*** Opening SUPPLIED RECORDS ***
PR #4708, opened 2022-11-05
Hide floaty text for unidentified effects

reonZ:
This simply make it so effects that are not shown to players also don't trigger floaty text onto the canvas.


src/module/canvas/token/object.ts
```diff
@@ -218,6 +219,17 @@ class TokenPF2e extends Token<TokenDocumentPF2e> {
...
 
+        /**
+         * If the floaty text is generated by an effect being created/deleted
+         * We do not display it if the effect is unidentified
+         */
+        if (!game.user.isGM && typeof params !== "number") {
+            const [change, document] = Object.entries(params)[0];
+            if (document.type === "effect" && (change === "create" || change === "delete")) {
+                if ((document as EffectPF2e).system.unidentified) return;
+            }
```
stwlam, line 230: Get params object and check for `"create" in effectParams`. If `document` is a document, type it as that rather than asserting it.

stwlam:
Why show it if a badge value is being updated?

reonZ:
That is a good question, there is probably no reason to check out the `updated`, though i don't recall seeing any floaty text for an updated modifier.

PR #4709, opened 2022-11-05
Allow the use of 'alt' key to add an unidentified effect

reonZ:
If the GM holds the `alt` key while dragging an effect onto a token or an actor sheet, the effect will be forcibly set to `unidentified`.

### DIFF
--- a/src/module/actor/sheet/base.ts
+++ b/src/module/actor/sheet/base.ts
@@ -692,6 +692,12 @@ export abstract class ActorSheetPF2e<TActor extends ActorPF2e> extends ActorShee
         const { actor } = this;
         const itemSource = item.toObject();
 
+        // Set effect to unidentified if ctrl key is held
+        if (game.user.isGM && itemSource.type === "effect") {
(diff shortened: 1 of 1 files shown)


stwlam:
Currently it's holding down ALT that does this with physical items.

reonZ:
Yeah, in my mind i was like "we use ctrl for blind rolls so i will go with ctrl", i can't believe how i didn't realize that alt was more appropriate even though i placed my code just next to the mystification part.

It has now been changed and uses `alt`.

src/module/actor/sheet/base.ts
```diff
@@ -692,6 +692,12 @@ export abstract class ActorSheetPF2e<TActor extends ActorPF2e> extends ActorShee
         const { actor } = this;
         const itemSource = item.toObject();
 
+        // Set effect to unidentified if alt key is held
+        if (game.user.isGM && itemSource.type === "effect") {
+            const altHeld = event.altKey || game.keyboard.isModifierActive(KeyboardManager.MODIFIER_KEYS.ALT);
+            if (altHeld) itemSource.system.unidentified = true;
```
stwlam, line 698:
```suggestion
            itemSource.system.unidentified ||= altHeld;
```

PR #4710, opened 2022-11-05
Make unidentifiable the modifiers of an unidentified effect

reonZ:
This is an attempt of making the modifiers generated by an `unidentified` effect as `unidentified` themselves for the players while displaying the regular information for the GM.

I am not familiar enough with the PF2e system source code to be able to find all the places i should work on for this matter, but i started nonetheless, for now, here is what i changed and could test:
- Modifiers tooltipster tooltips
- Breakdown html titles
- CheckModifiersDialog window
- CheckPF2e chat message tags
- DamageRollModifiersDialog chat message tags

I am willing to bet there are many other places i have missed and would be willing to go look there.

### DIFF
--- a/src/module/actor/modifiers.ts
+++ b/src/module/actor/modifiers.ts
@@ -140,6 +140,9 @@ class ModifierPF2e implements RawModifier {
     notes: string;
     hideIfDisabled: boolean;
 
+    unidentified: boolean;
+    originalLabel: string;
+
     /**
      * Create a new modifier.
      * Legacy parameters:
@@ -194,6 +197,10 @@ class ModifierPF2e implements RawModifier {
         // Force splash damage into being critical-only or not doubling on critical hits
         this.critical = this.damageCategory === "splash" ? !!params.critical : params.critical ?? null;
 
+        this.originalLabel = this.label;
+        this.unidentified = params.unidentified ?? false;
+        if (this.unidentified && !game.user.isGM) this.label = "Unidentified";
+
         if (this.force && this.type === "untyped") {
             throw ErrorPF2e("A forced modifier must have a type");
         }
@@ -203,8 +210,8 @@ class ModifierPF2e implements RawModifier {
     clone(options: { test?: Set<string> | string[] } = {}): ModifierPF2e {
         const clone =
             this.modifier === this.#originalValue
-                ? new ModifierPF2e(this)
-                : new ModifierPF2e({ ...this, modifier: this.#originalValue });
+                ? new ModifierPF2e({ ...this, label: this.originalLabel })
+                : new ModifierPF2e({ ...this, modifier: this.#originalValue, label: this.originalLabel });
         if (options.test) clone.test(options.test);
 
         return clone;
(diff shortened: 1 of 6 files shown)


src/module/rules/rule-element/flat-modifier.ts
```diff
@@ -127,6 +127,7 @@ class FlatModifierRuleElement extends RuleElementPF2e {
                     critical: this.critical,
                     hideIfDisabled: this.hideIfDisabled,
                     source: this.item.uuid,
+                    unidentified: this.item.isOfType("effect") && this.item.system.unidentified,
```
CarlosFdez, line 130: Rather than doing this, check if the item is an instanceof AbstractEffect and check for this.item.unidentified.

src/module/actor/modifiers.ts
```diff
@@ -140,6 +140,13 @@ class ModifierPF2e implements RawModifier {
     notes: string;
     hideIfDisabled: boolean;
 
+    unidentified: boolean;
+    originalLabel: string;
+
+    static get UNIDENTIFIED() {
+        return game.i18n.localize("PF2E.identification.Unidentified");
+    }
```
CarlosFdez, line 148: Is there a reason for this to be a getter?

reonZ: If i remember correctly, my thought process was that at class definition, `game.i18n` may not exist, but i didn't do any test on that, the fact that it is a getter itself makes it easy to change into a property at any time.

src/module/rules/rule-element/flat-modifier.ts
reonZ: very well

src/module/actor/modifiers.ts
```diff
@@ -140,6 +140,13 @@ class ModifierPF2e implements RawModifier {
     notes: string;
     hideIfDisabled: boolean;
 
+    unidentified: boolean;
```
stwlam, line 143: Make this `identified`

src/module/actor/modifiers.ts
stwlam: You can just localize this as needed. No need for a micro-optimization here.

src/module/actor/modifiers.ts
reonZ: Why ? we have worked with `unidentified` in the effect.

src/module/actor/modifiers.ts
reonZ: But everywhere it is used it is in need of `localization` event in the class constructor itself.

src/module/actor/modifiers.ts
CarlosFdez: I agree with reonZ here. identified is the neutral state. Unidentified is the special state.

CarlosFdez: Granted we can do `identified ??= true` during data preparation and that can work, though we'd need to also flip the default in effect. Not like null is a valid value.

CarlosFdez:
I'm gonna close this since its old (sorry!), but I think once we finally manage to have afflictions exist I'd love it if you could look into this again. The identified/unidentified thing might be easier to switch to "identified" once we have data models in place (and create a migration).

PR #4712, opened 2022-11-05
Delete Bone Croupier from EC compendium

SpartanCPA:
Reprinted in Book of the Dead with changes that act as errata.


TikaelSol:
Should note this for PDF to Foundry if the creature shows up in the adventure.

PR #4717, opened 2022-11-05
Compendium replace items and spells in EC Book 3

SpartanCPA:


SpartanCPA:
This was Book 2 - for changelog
*** Closing SUPPLIED RECORDS ***
WHAT YOU NEED TO DO. Check every line of the records, and copy the ones that hold the word "true".

TASK RESULT.
+            if (altHeld) itemSource.system.unidentified = true;
CarlosFdez: Granted we can do `identified ??= true` during data preparation and that can work, though we'd need to also flip the default in effect. Not like null is a valid value.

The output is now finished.